Autor u Autora: Winchester_Mcdowell
Calificación: Todo público

Nota: fue escrito durante el receso entre la tercera y cuarta temporada.
Resumen: Podríamos decir que es post-serie. Los hermanitos Winchester acaban de derrotar a Lilith y de paso han hecho desaparecer la sangre demoníaca de Sam. No puedo contar más. Sólo que eso les traerá cierta complicación.

Capítulo 5:

Bobby no se acostumbra tampoco. Por eso tiene que armarse de valor y respirar profundo antes de decirle a Sam “Te traeré un café”. El muchacho está despierto pero no se ha movido de su colchón. No ha pegado el ojo en toda la noche.  Bobby sabe que la mejor forma que tiene de ayudarlo, la única en realidad, es bloquear los recuerdos y sus propios afectos por unas cuantas horas y actuar como si el chiquillo que hurgueteaba en el capó de sus vehículos en cada una de sus visitas no estuviese sentado en la cocina con un par de alas en la espalda esperando el momento de abandonarlos para siempre.

Necesita detenerse un momento antes de entrar en busca del café de Sam. Anoche Dean estaba allí, en el taburete donde su hermano menor le dejó. Sin embargo, cuando al fin se decide, encuentra la habitación vacía. “Dios, no”, encamina sus pasos hacia la sala: está vacía también. “Todavía no, por favor”. Cruza el pasillo en dirección a la habitación de los hermanos. No bien se asoma, sabe que tiene que ir a buscar a Sam.

 

“Será mejor que vengas a ver esto”.

Sam se voltea a medias hacia la puerta, enredado en el lío de mantas en que ha intentado dormir. Bobby está plantado en el umbral con una expresión grave en el rostro. No hay ningún tazón de café en sus manos.
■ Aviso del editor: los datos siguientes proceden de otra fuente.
PR #874, opened 2023-03-20
OAK-10149: Rebase may be expensive with many siblings

mreutegg:


oak-store-document/src/main/java/org/apache/jackrabbit/oak/plugins/document/AbstractDocumentNodeState.java
```diff
@@ -127,6 +128,48 @@ public boolean compareAgainstBaseState(NodeState base, NodeStateDiff diff) {
                     }
                 }
             }
+        } else if (base instanceof ModifiedNodeState) {
+            ModifiedNodeState mBase = (ModifiedNodeState) base;
+            if (mBase.getBaseState() == this) {
+                // this is the base state of the ModifiedNodeState
+                // do a reverse comparison and report the inverse back to NodeStateDiff
+                return mBase.compareAgainstBaseState(this, new NodeStateDiff() {
```
stefan-egli: (interesting approach. I'm wondering if it could be useful for other cases)
Would it make sense to move this into its own class and have dedicated test case for this reversing?

stefan-egli (approved):
+1, lgtm, only added below comment as to another unit test idea

oak-store-document/src/main/java/org/apache/jackrabbit/oak/plugins/document/AbstractDocumentNodeState.java
mreutegg: Makes sense. Was thinking about this as well, but too lazy to actually do it :-/

mreutegg:
oak-pojosr failure looks unrelated to this change.

PR #877, opened 2023-03-24
OAK-9989: introduce wrapped-guava and use it in oak-commons

reschke:


oak-commons/src/main/java/org/apache/jackrabbit/oak/commons/FileIOUtils.java
```diff
@@ -395,7 +394,7 @@ public int compare(String s1, String s2) {
      * @deprecated use {@link org.apache.jackrabbit.oak.commons.io.FileLineDifferenceIterator} instead
      */
     @Deprecated(since = "1.20.0", forRemoval = true)
-    public static class FileLineDifferenceIterator extends AbstractIterator<String> implements Closeable {
+    public static class FileLineDifferenceIterator extends com.google.common.collect.AbstractIterator<String> implements Closeable {
```
rishabhdaim, line 397: Is this intentional to use `AbstractIterator` from `com.google.common.*` instead of `org.apache.jackrabbit.oak.guava.common.collect.AbstractIterator`

oak-commons/src/main/java/org/apache/jackrabbit/oak/commons/io/LazyInputStream.java
```diff
@@ -48,7 +47,7 @@ public LazyInputStream(Supplier<InputStream> inputStreamSupplier) {
      * @deprecated Use {@link #LazyInputStream(Supplier)} instead
      */
     @Deprecated(since = "1.20.0", forRemoval = true)
-    public LazyInputStream(ByteSource byteSource) {
+    public LazyInputStream(com.google.common.io.ByteSource byteSource) {
```
rishabhdaim, line 50: Shouldn't this be from new jar? If not, then we should revert the changes in this file.

oak-commons/src/test/java/org/apache/jackrabbit/oak/commons/FileIOUtilsTest.java
```diff
@@ -116,7 +116,7 @@ public void writeCustomReadOrgStringsDeprecated() throws Exception {
         Set<String> actual = newHashSet("a", "z", "e", "b");
 
         File f = folder.newFile();
-        int count = writeStrings(added.iterator(), f, false, new Function<String, String>() {
+        int count = writeStrings(added.iterator(), f, false, new com.google.common.base.Function<String, String>() {
```
rishabhdaim, line 119: Shouldn't we use the `Function` from the new jar or is this intentional? I see we are importing `org.apache.jackrabbit.oak.guava.common.base.Function` as well

rishabhdaim (commented):
I still see some instances of the unshaded `guava` jar. If not, intentionally, then we should remove them.

oak-wrapped-guava/README.md
mreutegg, line 1: Needs a license header or must be excluded from rat check

oak-wrapped-guava/dependency-reduced-pom.xml
```diff
@@ -0,0 +1,90 @@
+<?xml version="1.0" encoding="UTF-8"?>
```
mreutegg: Needs a license header.

mreutegg (changes requested):

oak-commons/src/main/java/org/apache/jackrabbit/oak/commons/FileIOUtils.java
reschke: Yes, that's a case where we need to preserve API compat. This will be removed at a later point.

oak-commons/src/main/java/org/apache/jackrabbit/oak/commons/io/LazyInputStream.java
reschke: Same as above.

oak-commons/src/test/java/org/apache/jackrabbit/oak/commons/FileIOUtilsTest.java
reschke: Sama as above.

reschke:
@rishabhdaim - thanks for the review. The leftovers in oak-commons are intentional; that is a module that currently has Guava APIs in it's public interfaces. These are deprecated and will be removed in a separate step. (I picked that module for the proof of concept exactly because of the additional complexitiy in this module).

oak-wrapped-guava/dependency-reduced-pom.xml
reschke: That was autogenerated and I believe not needed by us. Reconfigured the plugin not to generate it.

mreutegg (approved):
Looks good to me. I'm undecided on 'wrapped' vs 'shaded' guava.

rishabhdaim (approved):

A Sam le tiemblan las piernas mientras camina por el pasillo detrás de Bobby . En realidad, no quiere ver. Pero lo que encuentra no es lo que espera. De partida, la ventana está cerrada y Dean duerme de costado sobre su cama con las alas recogidas. Confundido, mira a Bobby que se encoge de hombros. Tras un primer momento de vacilación, se acerca a su hermano.
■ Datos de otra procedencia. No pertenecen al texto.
PR #879, opened 2023-03-28
OAK-10151 : oak-auth-external tests fail with Guava 20

anchela:
@reschke , i would appreciate if you could take a close look. the changes:
- obvious mistake in one auth-external test 
- adding more messages to the assertions in auth-external tests
- simplify AuthorizableIterator construction in AuthorizbleImpl and GroupImpl
- replace usage of guava Iterators.concat in AuthorizableIterator with a custom utility in oak-commons

i hope that this allows us to fully understand why the guava concat fails with guava 20.
once we have that and conclude that the proposed replacement is reasonable, i would replace all usages of guave Iterators.concat in oak security and if used other modules.

### DIFF
--- a/oak-auth-external/src/test/java/org/apache/jackrabbit/oak/spi/security/authentication/external/impl/DynamicGroupsTest.java
+++ b/oak-auth-external/src/test/java/org/apache/jackrabbit/oak/spi/security/authentication/external/impl/DynamicGroupsTest.java
@@ -302,11 +302,11 @@ public class DynamicGroupsTest extends DynamicSyncContextTest {
         String groupId2 = declaredGroupRefs.get(1).getId();
         Group local = um.createGroup("localGroup");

“Eh, Dean”, pero Dean no reacciona.

Le remece suave de un hombro y al hacerlo, pasa a llevar una de sus alas, apenas un roce, pero suficiente para que un pequeño pedazo de ella se desprenda y caiga lento hacia el suelo. Sam lo recoge con cuidado. Es blanco y quebradizo, pareciera querer deshacerse en su mano. Lo observa muy de cerca, acercándolo a su rostro, y cuando cree comprender su significado, pierde el aliento por un instante. Rodea la cama, sosteniendo aún el pedazo en su palma, hasta situarse a espaldas de Dean. Bajo las alas plegadas, el cobertor está salpicado por pequeñas migajas de lo mismo.

¿Será posible que…?

Acerca la mano libre y palpa la superficie blanca de las alas. A su toque, otro pedazo, bastante mayor que el primero, se desprende sin más y cae sobre el cobertor. Durante los siguientes tres días Sam se dedica a cosechar pedazos de alas.
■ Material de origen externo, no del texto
PR #880, opened 2023-03-29
OAK-10162: Fix Version copier with preserveOnTarget to ignore diverge…

amit-jain:
…d history

When preserveOnTarget is true
- Ignoring diverged version history or if no change detected
- Not changing version properties if these properties are null in the source which prevents linkage to new successor versions being broken

### DIFF
--- a/oak-core/src/main/java/org/apache/jackrabbit/oak/plugins/migration/NodeStateCopier.java
+++ b/oak-core/src/main/java/org/apache/jackrabbit/oak/plugins/migration/NodeStateCopier.java
@@ -16,8 +16,10 @@
  */
 package org.apache.jackrabbit.oak.plugins.migration;
 
+import org.apache.jackrabbit.JcrConstants;
 import org.apache.jackrabbit.oak.api.CommitFailedException;
 import org.apache.jackrabbit.oak.api.PropertyState;
+import org.apache.jackrabbit.oak.api.Type;
 import org.apache.jackrabbit.oak.commons.PathUtils;
 import org.apache.jackrabbit.oak.plugins.memory.EmptyNodeState;
 import org.apache.jackrabbit.oak.spi.commit.CommitHook;
@@ -32,8 +34,11 @@ import org.jetbrains.annotations.NotNull;
 import org.slf4j.Logger;
 import org.slf4j.LoggerFactory;
 
+import java.util.HashSet;
 import java.util.Set;
 import java.util.function.Consumer;
+import java.util.stream.Collectors;
+import java.util.stream.StreamSupport;
 
 import static com.google.common.base.Preconditions.checkNotNull;
 import static com.google.common.collect.ImmutableSet.copyOf;
@@ -145,28 +150,72 @@ public class NodeStateCopier {
      *
      * @param source The NodeState to copy from.
      * @param target The NodeBuilder to copy to.
+     * @param preserveOnTarget boolean to indicate no changes on target except additions
+     * @param path current path
      * @return Whether changes were made or not.
      */
-    public static boolean copyProperties(NodeState source, NodeBuilder target) {
+    public static boolean copyProperties(NodeState source, NodeBuilder target, boolean preserveOnTarget, String path) {
         boolean hasChanges = false;
 
         // remove removed properties
-        for (final PropertyState property : target.getProperties()) {
-            final String name = property.getName();
-            if (!source.hasProperty(name)) {
-                target.removeProperty(name);
-                hasChanges = true;
+        if (!preserveOnTarget) {
+            for (final PropertyState property : target.getProperties()) {
+                final String name = property.getName();
+                if (!source.hasProperty(name)) {
+                    target.removeProperty(name);
+                    hasChanges = true;
+                }
             }
         }
 
         // add new properties and change changed properties
         for (PropertyState property : source.getProperties()) {
             if (!property.equals(target.getProperty(property.getName()))) {
-                target.setProperty(property);
-                hasChanges = true;
+                if (!isVersionPropertyEmpty(source, property, preserveOnTarget, path)) {
+                    target.setProperty(property);
+                    hasChanges = true;
+                }
             }
         }
         return hasChanges;
+    }
+    
+    private static Set<String> getValues(NodeState nodeState, String prop) {
+        if (nodeState.hasProperty(prop)) {
+            Iterable<String> values = nodeState.getProperty(prop).getValue(Type.STRINGS);
+            return StreamSupport.stream(values.spliterator(), false).filter(s -> !s.isEmpty()).collect(Collectors.toSet());
+        }
+        return new HashSet<>();
+    }
+    
+    private static boolean isVersionPropertyEmpty(NodeState source, PropertyState property, boolean preserveOnTarget,
+        String path) {
+        if (preserveOnTarget) {
+            if (property.getName().equals(JcrConstants.JCR_UUID) || 
+                property.getName().equals(JcrConstants.JCR_SUCCESSORS) || 
+                property.getName().equals(JcrConstants.JCR_PREDECESSORS)) {
+                boolean versionPropertyEmpty = getValues(source, property.getName()).isEmpty();
+                if (versionPropertyEmpty) {
+                    LOG.info("Version Property {} will be skipped for path {}", property.getName(), path);
+                } else {
+                    LOG.info("Version Property {} will be changed for path {}", property.getName(), path);
+                }
+                return versionPropertyEmpty;
+            }
+        }
+        return false;
+    }
+
+    /**
+     * Copies all changed properties from the source NodeState to the target
+     * NodeBuilder instance.
+     *
+     * @param source The NodeState to copy from.
+     * @param target The NodeBuilder to copy to.
+     * @return Whether changes were made or not.
+     */
+    public static boolean copyProperties(NodeState source, NodeBuilder target) {
+        return copyProperties(source, target, false, "");
     }
 
     private boolean copyNodeState(@NotNull final NodeState sourceRoot, @NotNull final NodeBuilder targetRoot) {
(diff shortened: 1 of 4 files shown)


mreutegg (commented):
Looks good. I have some minor suggestions for improvements: https://github.com/apache/jackrabbit-oak/pull/884

oak-core/src/main/java/org/apache/jackrabbit/oak/plugins/migration/NodeStateCopier.java
```diff
@@ -145,29 +150,73 @@ public static boolean copyNodeStore(@NotNull final NodeStore source, @NotNull fi
...
         }
         return hasChanges;
     }
+    
+    private static Set<String> getValues(NodeState nodeState, String prop) {
+        if (nodeState.hasProperty(prop)) {
+            Iterable<String> values = nodeState.getProperty(prop).getValue(Type.STRINGS);
+            return StreamSupport.stream(values.spliterator(), false).filter(s -> !s.isEmpty()).collect(Collectors.toSet());
+        }
+        return new HashSet<>();
```
rishabhdaim: Implementation of this method only uses the size of `set` returned by this method. So instead of creating an `set` of non empty properties, we should simply return a boolean indicating whether it is empty or not.
```suggestion
    private static boolean isVersionEmpty(NodeState nodeState, String prop) {
        if (nodeState.hasProperty(prop)) {
            Iterable<String> values = nodeState.getProperty(prop).getValue(Type.STRINGS);
            return StreamSupport.stream(values.spliterator(), false).allMatch(String::isEmpty);
        }
        return true;
```

oak-core/src/main/java/org/apache/jackrabbit/oak/plugins/migration/NodeStateCopier.java
```diff
@@ -145,29 +150,73 @@ public static boolean copyNodeStore(@NotNull final NodeStore source, @NotNull fi
...
+    }
+    
+    private static boolean isVersionPropertyEmpty(NodeState source, PropertyState property, boolean preserveOnTarget,
+        String path) {
+        if (preserveOnTarget) {
+            if (property.getName().equals(JcrConstants.JCR_UUID) || 
+                property.getName().equals(JcrConstants.JCR_SUCCESSORS) || 
+                property.getName().equals(JcrConstants.JCR_PREDECESSORS)) {
+                boolean versionPropertyEmpty = getValues(source, property.getName()).isEmpty();
```
rishabhdaim, line 198:
```suggestion
                boolean versionPropertyEmpty = isVersionEmpty(source, property.getName());
```

oak-core/src/main/java/org/apache/jackrabbit/oak/plugins/migration/NodeStateCopier.java
```diff
@@ -145,29 +150,73 @@ public static boolean copyNodeStore(@NotNull final NodeStore source, @NotNull fi
...
+        if (nodeState.hasProperty(prop)) {
+            Iterable<String> values = nodeState.getProperty(prop).getValue(Type.STRINGS);
+            return StreamSupport.stream(values.spliterator(), false).filter(s -> !s.isEmpty()).collect(Collectors.toSet());
+        }
+        return new HashSet<>();
+    }
+    
+    private static boolean isVersionPropertyEmpty(NodeState source, PropertyState property, boolean preserveOnTarget,
+        String path) {
+        if (preserveOnTarget) {
```
rishabhdaim, line 194: I would simply return if `preserveOnTarget` is false.
```suggestion
        if (!preserveOnTarget) {
        return false;
```
then to go inside if condition.
As a general coding practice, I found:

`if not condition:
  do little stuff
  return
// now...
do lots of stuff.`

increases the code readability and reduce cyclomatic complexity.

oak-core/src/main/java/org/apache/jackrabbit/oak/plugins/migration/version/VersionCopier.java
```diff
@@ -111,6 +125,72 @@ public boolean copyVersionHistory(String versionableUuid, Calendar minDate, bool
         return false;
     }
 
+    private boolean hasNoConflicts(String versionHistoryPath, String versionableUuid, boolean preserveOnTarget, NodeState sourceVersionHistory) {
+        // if preserveOnTarget is true then check no conflicts which means version history has moved forward only
+        if (preserveOnTarget) {
```
rishabhdaim, line 131: same as above, return if `preserveOnTarget` is false.

oak-core/src/test/java/org/apache/jackrabbit/oak/plugins/migration/version/VersionCopierTest.java
```diff
@@ -44,18 +50,15 @@
 import org.junit.Test;
 
 import static java.util.Collections.singletonList;
-import static org.apache.jackrabbit.JcrConstants.JCR_FROZENNODE;
-import static org.apache.jackrabbit.JcrConstants.JCR_MIXINTYPES;
-import static org.apache.jackrabbit.JcrConstants.JCR_PRIMARYTYPE;
-import static org.apache.jackrabbit.JcrConstants.JCR_UUID;
-import static org.apache.jackrabbit.JcrConstants.MIX_VERSIONABLE;
-import static org.apache.jackrabbit.JcrConstants.NT_UNSTRUCTURED;
+import static org.apache.jackrabbit.JcrConstants.*;
```
rishabhdaim: Please import them individually.

oak-core/src/main/java/org/apache/jackrabbit/oak/plugins/migration/version/VersionCopier.java
```diff
@@ -111,6 +125,72 @@ public boolean copyVersionHistory(String versionableUuid, Calendar minDate, bool
...
+            NodeBuilder targetVersionHistory = getVersionHistoryBuilder(targetVersionStorage, versionableUuid);
+            if (targetVersionHistory.exists()) {
+                VersionComparator versionComparator = new VersionComparator();
+
+                // version history id not equal
+                boolean conflictingVersionHistory = !targetVersionHistory.getString(JCR_UUID).equals(sourceVersionHistory.getString(JCR_UUID));
```
rishabhdaim: Since `NodeBuilder.getString()` can return null, I would compare them using `Objects.equal`

oak-core/src/main/java/org/apache/jackrabbit/oak/plugins/migration/version/VersionCopier.java
```diff
@@ -111,6 +125,72 @@ public boolean copyVersionHistory(String versionableUuid, Calendar minDate, bool
...
+                // all source versions already exist on target (diverged or no diff)
+                boolean diverged = !targetVersions.contains(sourceVersions.get(0));
+                if (diverged) {
+                    logger.info("Skipping version history for {}: Versions diverged", versionHistoryPath);
+                    return false;
+                }
+
+                // highest source version UUID does not match the corresponding version on target (diverged)
+                boolean conflictingHighestVersion =
+                    !sourceVersionHistory.getChildNode(sourceVersions.get(0)).getString(JCR_UUID).equals(targetVersionHistory.getChildNode(sourceVersions.get(0)).getString(JCR_UUID));
```
rishabhdaim: Please use `Objects.equal`

oak-core/src/main/java/org/apache/jackrabbit/oak/plugins/migration/version/VersionCopier.java
```diff
@@ -111,6 +125,72 @@ public boolean copyVersionHistory(String versionableUuid, Calendar minDate, bool
...
+                if (conflictingHighestVersion) {
+                    logger.info("Skipping version history for {}: Old base version id changed", versionHistoryPath);
+                    return false;
+                }
+            }
+        }
+        return true;
+    }
+
+    static class VersionComparator implements Comparator<String> {
```
rishabhdaim, line 183: We are making a reverse comparison here. 
Shouldn't we make a simple comparison and then where we are using we should explicitly call `comparator.reversed()` to highlight that we are using a reverse comparison, wdyt?

rishabhdaim (changes requested):

oak-core/src/main/java/org/apache/jackrabbit/oak/plugins/migration/NodeStateCopier.java
amit-jain: I had left it to leave room for furture in case needed but not a strong opinion here.

oak-core/src/main/java/org/apache/jackrabbit/oak/plugins/migration/NodeStateCopier.java
amit-jain: Here it is not much stuff to do and also adds another if condition but again not a strong opinion.

oak-core/src/main/java/org/apache/jackrabbit/oak/plugins/migration/version/VersionCopier.java
amit-jain: same reasoning as above, the code is currently concise and change will end up having multiple if blocks

oak-core/src/main/java/org/apache/jackrabbit/oak/plugins/migration/version/VersionCopier.java
amit-jain: Maybe adding javadoc will convey the same purpose

oak-core/src/main/java/org/apache/jackrabbit/oak/plugins/migration/version/VersionCopier.java
amit-jain: we are in the version history node path which will mandatorily contain jcr:uuid property but Objects.equal comparison is good.

rishabhdaim (approved):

No está muy seguro de lo que hace pero le parece un poco sacrílego arrojar esa maravilla a la basura. Es indudable que no volverá a ver una cosa como esa en toda su vida. Así es que los recolecta uno a uno en la medida que caen, igual que las hojas llegado el otoño, y los guarda dentro de una caja de madera que Bobby le ha facilitado.

 

Al tercer día, apenas queda huella de sus alas entre los homóplatos y el color ha vuelto a su piel. Dean se mueve para acomodarse boca abajo en la cama como si adivinara que Sam le está retirando con sumo cuidado los últimos vestigios de aquello que estuvo allí para resguardarlos sobre un paño antes de llevarlos a la caja.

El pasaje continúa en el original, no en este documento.